# Pricing, retouching, limits, happy clients



## Balwazer

HI all,

I am sure this is not a new subject, but I am facing allot of trouble with this.

I charge the following for commercial photography including fashion, advertising, portraits and food:

$212 for one hour

$800 for up to 4 hours

$1326 for up to 8 hours

But I am still under charging because the photo retouching takes allot of my time.

In average I spend 2 hours to 3 hours when editing a fashion photo.

The client hates the idea of limiting the photos that    He or she is only getting.

The last client asked for 15 photos retouched for a 4 hours session, if we calculate this. It will mean 15x3hours= 45hours of retouching

If I hire a freelance Retoucher he will not do a good job as I want and he will charge me $30 per photo which means 15x$30=$450!!!

so how should it work??? 

Should I limit the files to like 1 photo retouched per hour booked?

Should I charge separately for retouching?

If they asked for all the photos without retouching, should I give them?

By the way I'm from Bahrain not USA, so the cost might differ but the concept is the same.


----------



## tirediron

My first thought is:  Why does every image need two to three hours of re-touching?  I would suggest start by reducing that through getting the image better in-camera.  If you're doing very complicated composite work and such, make sure that the client is aware of that before-hand and that the contract indicates that 'typical' retouching or enhacement can take three or more hours.  Charge the rates that you need to, and don't back down from them.  As long as the client is aware ahead of time that this is an expensive process, then you're covered.


----------



## Bossy

I was wondering the same. I'd be interested in seeing these images that require that kind of touching up?​


----------



## KmH

I'm wondering what is going on with the commercial use licensing and the creative fee.

It seems the OP is doing commercial photography, but is using a retail photography business pricing model.


----------



## Balwazer

Bossy said:
			
		

> I was wondering the same. I'd be interested in seeing these images that require that kind of touching up?



You can visit my website to check my work www.baderalwazeer.com


----------



## Balwazer

KmH said:
			
		

> I'm wondering what is going on with the commercial use licensing and the creative fee.
> 
> It seems the OP is doing commercial photography, but is using a retail photography business pricing model.



Can you explain more?


----------



## tirediron

Some really nice work, but do most of those really have 3 hours of PP? 

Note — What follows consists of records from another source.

PR #1386, opened 2023-04-03
Java SDK

IdosApplitools:
Added the Java SDK to the monorepo :tada:


.gitignore
```diff
@@ -3,3 +3,4 @@
 .history
 .DS_Store
 Session.vim
+*.iml
```
kyrylodolynskyi, line 6: Is it java related? In this file, we should specify only stuff related to the environment (os, ide, etc.)

.github/actions/java/tests/action.yml
kyrylodolynskyi, line 1: Correct me if I wrong, but I don't think sub folders are allowed in `.github/actions`

.gitignore
IdosApplitools: The `.iml` file is generated by IntelliJi, which is the Java IDE, when it detected the project. I think I can have the IDE detect only the inner Java folder. I'll look into it.

.github/actions/java/tests/action.yml
IdosApplitools: The tests seem to be running so I guess this is allowed.
e.g. https://github.com/applitools/eyes.sdk.javascript1/actions/runs/4597512655

.gitignore
IdosApplitools: Not having the `.iml` file limits the IDE from searching files that are outside the `/java` folder, however, I can have the IDE ignore these files (so git does not track them) while still having them so I can search the entire repo.

PR #37, opened 2021-04-14
[DM-28120] Support Gafaelfawr 2.0

rra:
Allow a Gafaelfawr admin token to be passed in via an environment
variable as configuration.  If that is set, get a user token for
the target user via a Gafaelfawr admin API call.  If not, fall back
on the old JWT construction logic.

### DIFF
--- a/src/mobu/user.py
+++ b/src/mobu/user.py
@@ -1,5 +1,7 @@
 """All the data for a mobu user."""
 
+from __future__ import annotations
+
 __all__ = [
     "User",
 ]
@@ -11,6 +13,7 @@ from dataclasses import dataclass
 from string import Template
 
 import jwt
+from aiohttp import ClientSession
 
 from mobu.config import Configuration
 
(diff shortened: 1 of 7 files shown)


src/mobu/user.py
```diff
@@ -21,12 +24,37 @@ class User:
...
+        admin_token = Configuration.gafaelfawr_token
+        async with ClientSession() as s:
+            r = await s.post(
+                token_url,
+                headers={"Authorization": f"bearer {admin_token}"},
+                json={
+                    "username": username,
+                    "token_type": "user",
+                    "token_name": f"mobu {str(int(time.time()))}",
+                    "scopes": ["exec:notebook"],
```
cbanek, line 47: we might need to add more scopes here, since I think this token wll also be used for things like TAP queries from the notebook, but this is fine for now

cbanek (approved):

src/mobu/user.py
rra: Want me to make this a configuration parameter? It wouldn't be too hard to do while I'm in there, and then we could plumb it through the Helm chart and add whatever scopes we need via `values.yaml`.

cbanek: I think it's fine for now, although we probably want to be able later on to configure it from the body of the POST that contains other options (like the URL or the name of the image) since we might want a bit of a mix of scopes going on.  Like for monkeys just running against TAP directly.  Mostly just wondering if this will maybe cause a downstream failure that I have to watch for, but it'll probably be fine.  I think this token won't be used anymore anyway with nublado2, since nublado2 I think will get another token and use that instead?

rra: Oh, yeah, that makes sense. I'll go with this for now.

This is the token that will be used with nublado2. mobu gets a token for mobu that has the `admin:token` scope, which allows it to mint arbitrary tokens, and this is the code where it mints a token for a user to use to run the job. So it has to say what scopes that user token is supposed to have.

PR #44, opened 2021-04-26
[DM-29799] Pass in list of scopes from request

cbanek:
This allows for each user to have a set of scopes related to
the work it is doing, rather than a hardcoded list.

### DIFF
--- a/scripts/nublado2/lsptestuser05.json
+++ b/scripts/nublado2/lsptestuser05.json
@@ -2,7 +2,17 @@
   "name": "Robo-Simon",
   "user": {
     "username": "lsptestuser05",
-    "uidnumber": 60185
+    "uidnumber": 60185,
+    "scopes": [
+        "read:workspace/user",
+        "write:workspace/user",
+        "exec:user",
+        "read:tap",
+        "read:image",
+        "exec:portal",
+        "exec:notebook",
+        "read:workspace"
+    ]
   },
   "business": "NotebookRunner",
   "options": {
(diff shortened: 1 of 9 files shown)


scripts/nublado2/lsptestuser05.json
```diff
@@ -2,7 +2,17 @@
...
+    "uidnumber": 60185,
+    "scopes": [
+        "read:workspace/user",
+        "write:workspace/user",
+        "exec:user",
+        "read:tap",
+        "read:image",
+        "exec:portal",
+        "exec:notebook",
+        "read:workspace"
```
rra, line 14: This will fail if used against a live Gafaelfawr because most of those scopes aren't valid. The valid scopes are:

https://github.com/lsst-sqre/charts/blob/master/charts/gafaelfawr/values.yaml#L140

You probably don't want `admin:token` or `user:token`.

cbanek: Ah fantastic, thanks, yeah I was copying the list from the current list in the old tokens.

cbanek: Just wondering, did we get rid of the image scope too it seems?  I think this was used by SODA, but I'm not sure what it is using now, since it's not in the normal flow of things

rra (approved):
LGTM

scripts/nublado2/lsptestuser05.json
rra: I dropped all the scopes that nothing was using. I can definitely add them back in (it's a simple change to the Gafaelfawr chart), but was leaning towards adding them in the same change that adds the access control rule so that we don't accumulate unused stuff like we were before.

cbanek: Sounds right!

PR #53, opened 2021-06-14
[neophile] Update dependencies

sqrbot:
- Update frozen Python dependencies
- Update psf/black pre-commit hook from 21.5b2 to 21.6b0


rra:
Will handle this as part of Adam's PR.

PR #63, opened 2021-07-13
Shut down kernel after notebook execution

athornton:


rra (commented):
Don't you need to do this in `NotebookRunner`? This seems to change only the simple loop.

athornton:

 I think Keith is referring to a per hour rate vice a per project rate.


----------



## Balwazer

tirediron said:
			
		

> Some really nice work, but do most of those really have 3 hours of PP?
> 
> I think Keith is referring to a per hour rate vice a per project rate.



Yes most of them, the thing is I edit the files to be delivered in the highest resolution possible and they are ready to be printed on whatever size the clients need.

So I really pay attention for the tiniest details.

And for the girls models I don't use blurring to hide imperfection, I do real pixel by pixel cleaning.

Some of the images I used doge and burn to even the skin tones.

A few in my country do this amount of detailed editing most of them using blurring and smudging the skin and make it look plastic.(unless it is done in purpose and the client insisted, it's not an option for me)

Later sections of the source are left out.